Second, to address the shortcomings in the historical study of ecological corridors, future research should combine historical land use data with ecosystem service assessment models to conduct spatiotemporal evolution analyses of the ESP in the study area. By comparing ESPs across different periods, the dynamic changes and driving factors of ecological corridors and nodes can be revealed, providing scientific references for the optimization and restoration of the ESP.

5. Conclusions

This study took the Huai River Source–Dabie Mountain Ecological Reserve as the research object. Through dynamic assessment of forest ecosystem service functions, combined with morphological spatial pattern analysis and landscape connectivity analysis, it scientifically explores the optimization of ecological source site extraction and constructs a forest ESP. The study found that the forestland ecosystem service index shows a spatial distribution that is higher in the northeast and lower in the southwest, and it has shown an increasing trend over time. Some indicators, such as windbreak and sand fixation, water conservation, forest carbon sequestration, and forest recreation, are all on the rise, indicating that the ecological protection measures in the region have achieved significant results. Through MSPA, 38 ecological source sites were identified; they are mainly distributed in the eastern and southeastern parts of the study area, with patchy distribution in the central part, and there are fewer in the western and northwestern parts. These source sites are the core areas of the regional ecosystem and are of great significance for maintaining biodiversity and the stability of the ecosystem. Spatial principal component analysis was used to construct a comprehensive resistance surface, and 91 ecological corridors were identified based on circuit theory. These corridors spatially connect the main ecological source sites, facilitating species migration and gene flow and enhancing the connectivity of the regional ecosystem. In addition, 13 ecological pinch points and 12 ecological barriers were identified. These nodes play a key role in the ecological network, with ecological pinch points being high-connectivity areas and ecological barriers being high-resistance areas that need to be optimized through ecological restoration measures. Through dynamic assessment of forest ecosystem service functions, we can more accurately understand the trends and current status of the regional ecosystem, providing data support for the formulation of scientific and rational ecological protection strategies. Identifying ecological source sites and constructing an ESP helps optimize the ecological space configuration and enhance the connectivity and stability of the ecosystem, and thus better protect biodiversity and enhance the ecosystem’s resilience to natural disasters and human activities.

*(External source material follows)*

PR #993, opened 2017-08-18
Make implementation URLs more permissive of different hash formats.

mythmon:
This is intended to be a point release branched off from `v57`. It is a temporary measure to make `v57` and v69 compatible enough. I intend to tag the resulting merge of this as `v57.1`.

This study proposes a “1 belt, 3 axes, 5 zones, and multiple nodes” restoration strategy, providing a scientific basis for regional ecological restoration. These strategies include natural regeneration, ecological conservation, and ecological passage construction, aiming to restore and enhance ecosystem functions through scientific and rational measures. Additionally, the study provides scientific guidance for regional ecological protection, urban development planning, and tourism development, promoting the coordination of ecological protection and economic development. By reasonably dividing functional zones, a balance between ecological protection and economic development can be achieved, enhancing the overall benefits of the ecosystem.

Despite the achievements of this study, there are still some limitations. Future research should further improve data collection and analysis methods and strengthen the understanding of the evolutionary trends of the ecological security pattern. This will enable better understanding and optimization of the ESP, providing more scientific guidance for regional ecological protection and sustainable development.